E falando em Identidade, a minha favorita do disco vem logo após Glass Eyes: Identikit, que mostra mais do que qualquer uma que a voz é realmente só mais um instrumento de composição, tendo um vocal bastante discreto e em muitas partes com volume baixo, especialmente no refrão, em relação aos outros instrumentos. O pouquinho de guitarra que aparece nessa é extremamente pungente, usado como compasso até determinado momento antes de explodir. The Numbers também segue esse padrão, crescendo conforme avança em instrumentos cada vez menos eletrônicos, especialmente se tratando de uma música que tem números no nome. As duas posteriores são extensões dessa, fechando o último arco “humano” do disco e curiosamente mais politizado, também, daquela maneira meio ingênua que estamos acostumados.
A última música, porém, também já era conhecida – True Love Waits já tinha umas versões de show espalhadas por aí, não poderia ter sido melhor posicionada. Sincera, humilde, bonita, com uma noção até meio infantil do que é paixão e o que é se apaixonar. Talvez como conforto a si mesmo, depois dos problemas durante a produção do disco, com um ar de “é, vai ficar tudo bem, fé”, em frente a um espelho e de olhos fechados. Ele fecha como uma análise única de si mesmo, negando o cinismo de uma banda que, apesar de dizerem o contrário, nunca foi realmente cínica. Com esse disco eu só posso torcer pra moda do “Radiohead é uma banda depressiva” ficar de vez lá em 2009, com seus próprios seguidores, sem se espalhar mais. Radiohead nunca foi sobre depressão e dizer que é pelo fato dela se manter nos timbres baixos não é apenas uma análise rasa; é desrespeitosa, feia consigo mesma, se forçando a ouvir algo e buscar algo que não está realmente lá só pra reclamar depois que não foi servido.

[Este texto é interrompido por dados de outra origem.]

PR #1293, opened 2025-11-25
[tooling] Move dev tools to a specifc group

### LINKED ISSUE #1121: Move tooling package into a specific image / dependency group
Right now, everything is included in the same image, we should split tooling-only (like ruff, pytest) into a specific image and keep the test to run tests into the main image.

At the same time, we should use a dev dependency group for people not using the docker image.

the-glu:
- Remove dev tools (like ruff) from base image.
- Build a second image with dev tools
- Use that second image to run unit test and hygiene
- Remove useless apt package installed image the image

Fix #1121

### DIFF
--- a/.github/workflows/ci.yml
+++ b/.github/workflows/ci.yml
@@ -29,7 +29,7 @@ jobs:
       run: make image
     - name: Save monitoring image artifact
       run: |
-        docker save interuss/monitoring -o monitoring-image.tar
+        docker save interuss/monitoring interuss/monitoring-dev -o monitoring-image.tar
         mkdir -p image-artifact/monitoring
         mv monitoring-image.tar image-artifact/
         cp monitoring/image image-artifact/monitoring/
--- a/monitoring/Dockerfile
+++ b/monitoring/Dockerfile
@@ -9,15 +9,14 @@
 #
 # This image is intended to be built from the repository root context/folder.
 
-FROM ghcr.io/astral-sh/uv:python3.13-bookworm-slim
+FROM ghcr.io/astral-sh/uv:python3.13-bookworm-slim AS base
 # Not -alpine because: https://stackoverflow.com/a/58028091/651139
 
 # Install system tools
 #   openssl: Provides TLS tools
 #   curl: Useful debugging utility
-#   gcc: Required to build various packages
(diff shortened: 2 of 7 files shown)


monitoring/Dockerfile
```diff
@@ -9,15 +9,14 @@
 #
 # This image is intended to be built from the repository root context/folder.
 
-FROM ghcr.io/astral-sh/uv:python3.13-bookworm-slim
+FROM ghcr.io/astral-sh/uv:python3.13-bookworm-slim AS base
```
mickmis: For the Docker images, wouldn't we want the opposite? I.e. a 'dev' stage containing all the dev tooling necessary to build the project, run tests, etc. and a stage on top where we build the project? Then we can have another stage for the release where we start from a light image and we just import the built stuff we need.
That's usually how I've seen it done. 
The issue I see currently with that is that if the project fails to build, then we cannot build the stage with the dev tooling. While we might want to do stuff with the dev tooling to fix the project not building :) 
WDYT?

the-glu: Yes and no: The only difference between the base image and the dev image is extra packages installed: in our specific case, we're just copying stuff around, we are not building stuff. 

Your assumption is probably correct for most of projects, but here it's the opposite ;)

mickmis: Oh but we not actually building the project in `base`, only setting up dependencies. Sounds good then!

.github/workflows/ci.yml
```diff
@@ -29,7 +29,7 @@ jobs:
       run: make image
     - name: Save monitoring image artifact
       run: |
-        docker save interuss/monitoring -o monitoring-image.tar
+        docker save interuss/monitoring interuss/monitoring-dev -o monitoring-image.tar
```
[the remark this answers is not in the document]
the-glu: There is a common step that build image, then it's reused in others steps.

Right now there is only one step that use the -dev image (hygiene), but I don't think it's costing much (it's one extra layer, should docker optimize it correctly) and it's probably faster than building two images independently, since they only differ by a few packages :)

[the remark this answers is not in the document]
mickmis: alright !

PR #1298, opened 2025-12-10
[uss_qualifier] Record failled queries

### LINKED ISSUE #1292: Failled queries are not recorded in the report
It seems that failed queries that are retired are not exposed in the report, potentially hidden issues and limiting debugging.

Example:

- First query timeout
- Second query return an error

The report will only contain the second query. 

I would expect it both to be present.

Observed at least on flight injection during slow updates tests.

the-glu:
Fix #1292

This PR add support of recording failing queries, improving debugging abilities.

It does require this PR on implicitdict side to support 'self' definition: https://github.com/interuss/implicitdict/pull/27 (Reason of CI not passing)

Output look like that in the report:

image

Previously the first query with the timeout would not be present.


the-glu:
> I think this is a great, clever solution. Approval pending full checks passage which should (just now) be unblocked by implicitdict 4.1.0.

Thanks for the review and the release, I just pushed the lock file with latest version and CI is now passing.

I had to fix an error in hygiene that I thought it was in implicit dict, so there is a slight change to handle `Self` in `manage_schema_types` as well: https://github.com/interuss/monitoring/compare/dadc944717df4df83283326053489727dee30d71..ef1608a760417bb3104c8f33554576826e2f6739

BenjaminPelletier (approved):

PR #2231, opened 2020-09-08
THRIFT-5274 - Thrift 0.13.0 does not work with JDK8

coheigea:
Thrift 0.13.0 does not work with JDK8, as it is compiled with JDK11. Even though the source version is JDK8, incorrect byte code is generated for various ByteBuffer methods, e.g.:

Exception in thread "TAsyncClientManager#SelectorThread 22" java.lang.NoSuchMethodError: java.nio.ByteBuffer.rewind()Ljava/nio/ByteBuffer;

The fix is to manually cast ByteBuffer to Buffer (or else switch to using the xenial docker image to create the release artifacts). See this task for more context: https://github.com/eclipse/jetty.project/issues/3244

### DIFF
--- a/lib/java/src/org/apache/thrift/TBaseHelper.java
+++ b/lib/java/src/org/apache/thrift/TBaseHelper.java
@@ -18,6 +18,7 @@
 package org.apache.thrift;
 
 import java.io.Serializable;
+import java.nio.Buffer;
 import java.nio.ByteBuffer;
 import java.util.Comparator;
 import java.util.Iterator;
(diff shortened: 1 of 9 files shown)


coheigea:
Hi @zeshuai007 ,

Yes you can reproduce as follows:

1. git clone https://github.com/apache/camel
2. Edit parent/pom.xml and change libthrift-version from 0.12.0 to 0.13.0
3. mvn clean install -f parent/pom.xml
4. mvn clean install -f components/camel-thrift/pom.xml

If you run the last command with JDK11 it works perfectly, otherwise you start seeing the errors as above, e.g.:
Exception in thread "TAsyncClientManager#SelectorThread 27" java.lang.NoSuchMethodError: java.nio.ByteBuffer.rewind()Ljava/nio/ByteBuffer;
	at org.apache.thrift.async.TAsyncMethodCall.doWritingRequestBody(TAsyncMethodCall.java:263)
	at org.apache.thrift.async.TAsyncMethodCall.transition(TAsyncMethodCall.java:195)

coheigea:
@zeshuai007 Will this PR be considered for 0.14.0? Or can you at least make sure that released artifacts are built with Java 8 to avoid this problem?

ctubbsii:
A much simpler fix would be to add `-release 8` to the `javac` command line when compiling with JDK9 and later.

PR #2232, opened 2020-09-09
TServerSocket.cpp: Ensure the server is really listening

emmenlau:
Currently the C++ server does not ensure that `listening_` is `true` in `isOpen()`. I think this is incorrect because in multi-threaded environments, the socket may not be open or listening yet. Also, `listening_` should only be set to `true` when the socket is fully set up and listening.

This PR adds a minor change: it respects `listening_` for `isOpen()`, and sets `listening_` to `true` only at the end of spcket initialization. In heavy stress tests, we found this makes the server method `isOpen()` more reliable.

Thanks for consideration.

### DIFF
--- a/lib/cpp/src/thrift/transport/TServerSocket.cpp
+++ b/lib/cpp/src/thrift/transport/TServerSocket.cpp
@@ -167,7 +167,13 @@ TServerSocket::~TServerSocket() {
 }
 
 bool TServerSocket::isOpen() const {
-  return (serverSocket_ != THRIFT_INVALID_SOCKET);
+  if (serverSocket_ == THRIFT_INVALID_SOCKET)
+    return false;
+
+  if (!listening_)
+    return false;
+
+  return true;
 }
 
 void TServerSocket::setSendTimeout(int sendTimeout) {
@@ -324,7 +330,6 @@ void TServerSocket::_setup_tcp_sockopts() {
 }
 
 void TServerSocket::listen() {
-  listening_ = true;
 #ifdef _WIN32
   TWinsockSingleton::create();
 #endif // _WIN32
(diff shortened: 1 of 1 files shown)


ulidtko (approved):
LGTM — eventhough, I think, people should pick the `TNonBlockingServer` for multithreaded environments, as it has at least some synchronization and is in general more suitable for threadpools and the like.

emmenlau:
> LGTM — eventhough, I think, people should pick the `TNonBlockingServer` for multithreaded environments, as it has at least some synchronization and is in general more suitable for threadpools and the like.

I'm very curious about this! We did not try it yet, was it a simple drop-in replacement for you? It uses libevent, correct? Did you compare it with the new fbthrift c++ server?

emmenlau:
Checked, the build errors in Travis are all unrelated. Ready for review and merge...

ulidtko:
> was it a simple drop-in replacement for you?

Not sure about this...

> It uses libevent, correct?

Better to check the source, but I think not. It just expects to be used from multiple threads, and does appropriate locking.

> Did you compare it with the new fbthrift c++ server?

No; what's that?

emmenlau:
> > Did you compare it with the new fbthrift c++ server?
> 
> No; what's that?

Apparently Facebook has continued development on thrift in a separate project. I think it has less features and supports less languages, but it seems to have a cool new async c++ server. I've always wondered if this server could not be backported to Apache thrift, but that seems to involve complicated discussion of licenses. But for end-users, things may be simpler: possibly the server could just be used with Apache thrift if one would manage to take it out and build it against Apache thrift. No idea if this is possible, though :-) 
See https://github.com/facebook/fbthrift/blob/master/thrift/doc/Cpp2.md for more details.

A real é que A Moon Shaped Pool já era um disco que todo mundo havia decidido amar ou odiar antes de seu lançamento, já que Radiohead em geral não dá muita brecha pra cinzas. A histeria geral era esperada, embora sempre prazenteira de se acompanhar um pouquinho mais de longe. Um excelente álbum presente numa já excelente discografia, que acaba caindo na casa do “esperado” mais que na do “surpreendente”, mas, bem, é pra isso que eu escuto Radiohead. Isso e as dancinhas do Thom.